# PROBLEM DESCRIPTION
Below are the records; pull every line that includes "plan".
*** DATA SHOWN Section Begins ***
PR #949, opened 2026-06-10
feat(acl): list/sidebar read gates + pagination parity (TKT-VMD8)

vloothuis:
## Summary

PR 2/2 of the read-side ACL series (stacks on #939 / TKT-VQGN). Anything that enumerates entities of a type now returns only the visible subset, with no leak surface revealing hidden cardinality.

- **List pipeline gated** (`scopedSortedEntities`, shared by lists and `_position`): read scope resolves first — DenyAll short-circuits to empty *before* the search backend runs (timing side-channel, RR-X56H); composed-Query scopes load via `store.GraphQuery` and search/filter/sort operate on the filtered slice (search-after-ACL contract, RR-WX77/RR-3IO2); AllowAll keeps the pre-ACL path byte-identical.
- **All pagination surfaces** (`meta.*`, `X-Total-Count`, `X-Page`, `X-Per-Page`, `Link` rels) derive from the post-filter total; `rel="next"` absent when no *visible* next page exists (RR-KNGC/RR-VDTW).
- **Sidebar single-mode collapse** (RR-2O27/RR-BZ4M): dropped the `typeCounts` precompute; `listCount`/`kanbanCount` always go through the gate (`GraphCount` unfiltered, GraphQuery + `applyFilters` with config filters). Ordering: ACL → config filter → count.
- **Policy invariant** (RR-W2J6): loader rejects roles granting write on a type without a covering read grant (wildcard-aware, structured error). Downstream may assume "write-listed ⇒ readable"; affordance grants are documented out of scope (they never authorize writes).
- **Per-principal caching** (RR-VDTW): `Vary: <principal header>` on `/api/` when `--principal-header` is set, on top of the existing `no-store`.
- **Review round 1 fixes**: `_position` `source=search` now filters through the read gate (was a full bypass leaking hidden totals + neighbor IDs — CRIT); AllowAll list path surfaces mid-stream store errors as 500 `list_load_failed` instead of silently truncating.
- Docs: `GUIDE-acl-security` read-path rewrite covering both PRs; `docs/acl-security.md` regenerated; `docs/security.md` updated.

Deferred (follow-up tickets named in TKT-VMD8): `_position` per-id semantics, `/_search` filtering, SSE per-subscriber visibility.

## Test plan

[...]

PR #939, opened 2026-06-08
feat(acl): per-entity read gate — GET/PATCH/DELETE/clone/relations/?include= return 404 indistinguishably (TKT-VQGN)

vloothuis:
## Summary

PR 1/2 of the ACL read-side split. Closes the per-entity-response enumeration channels: every chokepoint that returns an entity body (or a derivative) now returns 404 indistinguishable-from-not-found if the principal can't read the entity.

**Stacks on PR 911** (`feat/acl-v1-wiring`, TKT-YG35) which is in auto-merge waiting for review. GitHub will auto-retarget this PR to `develop` once 911 lands.

## What's gated

- `GET /api/v1/{plural}/{id}` (RR-NGMI: gate before getEntity for timing parity)
- `PATCH /api/v1/{plural}/{id}` (RR-FGUZ: gate before body parse / If-Match / IsLocked)
- `DELETE /api/v1/{plural}/{id}` (RR-3532: gate before AuthorizeWrite)
- `POST /api/v1/{plural}/{id}/_actions/clone`
- `GET /api/v1/{plural}/{id}?include=…` (RR-FRK1: batched per-type include filter)
- 5 relations handlers (CRIT-2 added in code review): EntityRelations, GetRelationType, Create/Update/DeleteRelation

## Architectural shape (post-review rework)

- **`acl.Request.PermitsRead` / `PermitsReadMany`** — the gate executes the policy decision; callers ask boolean questions, never compose GraphQuery themselves.
- **`store.GraphQueryer.MatchingIDs`** — new push-down method (pgstore: single SQL with `e.id = ANY(\$ids)`; naive: iterate-and-filter). Replaces the earlier `GraphQuery.WhereIDs` field which had an asymmetric matched-vs-total contract.
- **`readGate` consumer-side interface** in `internal/dataentry/readgate.go` (CLAUDE.md "interfaces at the call site"). `newACLReadGate` constructor rejects nil. `nopReadGate` no-op for NopACL.
- **`gateReadOrNotFound` helper** collapses the gate-then-404 pattern across 9 chokepoint sites.

## Threat-model invariants

- **Hidden ≡ nonexistent**: same status, same body shape (`stripInstance` test comparator), same `Cache-Control`, same timing (gate before getEntity = one MatchingIDs roundtrip either way), no ETag on deny.
- **Write paths**: malformed body, stale If-Match, current If-Match on hidden all 404 — never 400/412/422 (existence oracles).
[...]

PR #972, opened 2026-06-12
feat(acl): /_search visibility — VisibleSearcher seam, generic + pgstore-native impls, conformance suite (TKT-BA8BSX)

vloothuis:
Closes the last ungated read surface: `/api/v1/_search` returned full serialized entity bodies to denied principals. Third PR of the ACL read-side stack — **stacks on #949** (which stacks on #939); will be retargeted to `develop` after the stack beneath it merges.

## What

- **`search.VisibleSearcher` seam** — executes a free-text search restricted to a per-type visibility scope (`TypeScope`; fail-closed lookup: exact type → reserved `"*"` wildcard → deny). ACL resolution stays at the consumer; the searcher guarantees no hit outside the scope is ever yielded, on any backend. `Query.Limit` counts **visible** hits (applied post-visibility — fixes cap starvation, where a restricted principal's matches rank below hidden candidates that used to eat the cap).
- **Generic implementation** (`search.NewVisible`, fs/memory builds): uncapped candidate fetch (bleve's 10k floor documented as the accepted window), per-type batched `MatchingIDs`, post-visibility truncation.
- **pgstore-native implementation** (`(*Store).SearchVisible`, postgres build): visibility composed into one SQL statement — trgm `LIKE` ANDed with a per-type disjunction reusing `buildPredicateSQL` EXISTS chains (per-type CTE prefixes), `ORDER BY similarity` and `LIMIT` post-visibility, ctx threaded. Hidden rows never leave the database; no timing side-channel from hidden-corpus work.
- **Conformance suite** (`storetest.RunVisibleSearchTests`): 15 cases + two invariants pinned on every case — *no-leak* (every hit ∈ allowed set) and *ordered-subsequence* (gated stream == same-backend ungated stream minus hidden hits). Run on 4 combos: generic+memstore/linear, generic+fsstore/linear, generic+memstore/bleve, pgstore-native (DB-gated). Any new implementation must pass it.
- **Gate internalized in `executeQuery`** (now returns `error`): both consumers — `handleV1Search` and the `_position` search scope — inherit it; the interim `readableSubset` patch is retired. All-DenyAll short-circuits before the backend. Fixes two pre-existing silent failures (swallowed search-backend error, dropped iterator error). Error taxonomy preserved: scope failures → `acl_query_failed` (cancel-silent/504/500, constant detail per POLICY-015), backend failures → `search_failed`; raw errors go to slog only.
- **NopACL parity**: the nop gate supplies `{"*": allow}`, so without `acl.yaml` the response is unchanged — including entities whose type is off-metamodel. Under a policy those fail closed.
- Wiring per appbuild recipe (`assemble` derives the generic wrapper; postgres recipe asserts the native seam); `dataentry.NewApp` validates the new collaborator.

## Review trail (rela tickets, TKT-BA8BSX)

- Design review: 13 findings (2 critical — pgstore wiring reachability, serializer-level relation leak), all addressed in plan rev 2 before implementation.
- Code review: 0 critical, 2 significant (untested `q.Filters` dimension; filter-validation asymmetry) — fixed with new conformance cases + deterministic SQL-shape unit tests; 3 minor addressed; 1 nit wont-fix with justification.
- Live verification against a real server + acl.yaml: alice (editor-of PRJ-42) `q=Hidden` → 0 results despite 5 text matches; mallory (no roles) → empty with zero hidden IDs in the raw body.

## Docs

GUIDE-acl-security: new "Global search" section; `_search` removed from "What still leaks". `docs/acl-security.md` regenerated.

### DIFF
--- a/CLAUDE.md
+++ b/CLAUDE.md
@@ -211,7 +211,9 @@ Rules when touching this:
 - Prefer table-driven tests with `t.Run(tc.name, ...)` subtests.
 - Use `t.Helper()` on assertion helpers.
 - `internal/store/storetest` provides the store conformance harness — any
-  new `store.Store` implementation must pass it.
+  new `store.Store` implementation must pass it. Likewise any new
+  `search.VisibleSearcher` implementation must pass
+  `storetest.RunVisibleSearchTests` (the ACL-scoped search contract).
 - Race detector is on in CI; don't add `//go:build !race` tags.
 
 ## Coverage
--- a/cmd/rela-desktop/main.go
+++ b/cmd/rela-desktop/main.go
@@ -169,7 +169,7 @@ func (d *Desktop) LoadProject(dir string) string {
 
 	app, err := dataentry.NewApp(
 		fs, projCtx, svc.Meta(), svc.Store(),
-		svc.EntityManager(), svc.Searcher(), svc.ACL(),
+		svc.EntityManager(), svc.Searcher(), svc.VisibleSearcher(), svc.ACL(),
 		fieldResolver,
 		svc.Audit(),
 	)
--- a/cmd/rela-server/main.go
+++ b/cmd/rela-server/main.go
@@ -127,7 +127,7 @@ func main() {
 
 	app, err := dataentry.NewApp(
 		svc.FS(), svc.Paths(), svc.Meta(), svc.Store(),
-		svc.EntityManager(), svc.Searcher(), svc.ACL(),
+		svc.EntityManager(), svc.Searcher(), svc.VisibleSearcher(), svc.ACL(),
 		fieldResolver,
 		svc.Audit(),
 	)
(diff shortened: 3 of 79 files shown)


tschmits (commented):
## IB-review — rela#972 `feat(acl): /_search visibility — VisibleSearcher seam, generic + pgstore-native impls, conformance suite`

**Reviewer:** CISO · **Status: ✅ Approved** — Sluit de laatste ongegated read-surface; geen nieuwe bevindingen ≥ Laag geïntroduceerd.

De PR implementeert de `search.VisibleSearcher`-seam die `/_search` en het `_position`-zoekpad beperkt tot het leesbare subset van de aanvragende principal. De drie open Laag-bevindingen uit rela#949 zijn nu gereduceerd tot twee: `/_search` is dicht. SSE (`{type, id}`-broadcast) en `_position` per-id gate blijven gedeferreerd met eigen tickets.

- IB-positief: fail-closed scope-lookup (exact type → `"*"` wildcard → deny); DenyAll short-circuit vóór backend (geen timing probe, getest met recording-searcher); resultaatlimiet post-visibility (voorkomt starvation restrictief principal); `includeRelations=false` gepimt door test (blokkeert neighbour-disclosure via relatiemap); raw errors uitsluitend naar slog, constante detail op de wire (POLICY-015 §4 conform); pgstore-native implementatie (hidden rows verlaten de database niet); conformance suite over 4 implementatiecombinaties.

tschmits (approved):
*** DATA SHOWN Section Ends ***
# THE COMPLETED TASK
## Test plan
- Design review: 13 findings (2 critical — pgstore wiring reachability, serializer-level relation leak), all addressed in plan rev 2 before implementation.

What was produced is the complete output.